• [What the task asks] Within the listing below, filter for "sheets" and copy every matching line.
=== Supplied material ===
PR #3940, opened 2020-03-10
Add title to differentiate signature sheets

### LINKED ISSUE #3557: Add a name field for the signature sheets
## Background
Proposals can be supported by signatures, and those supports can be included in the system through the "Signature sheets" menu in `/admin/signature_sheets`.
===
• [Answer space]
Add title to differentiate signature sheets
### LINKED ISSUE #3557: Add a name field for the signature sheets
Proposals can be supported by signatures, and those supports can be included in the system through the "Signature sheets" menu in `/admin/signature_sheets`.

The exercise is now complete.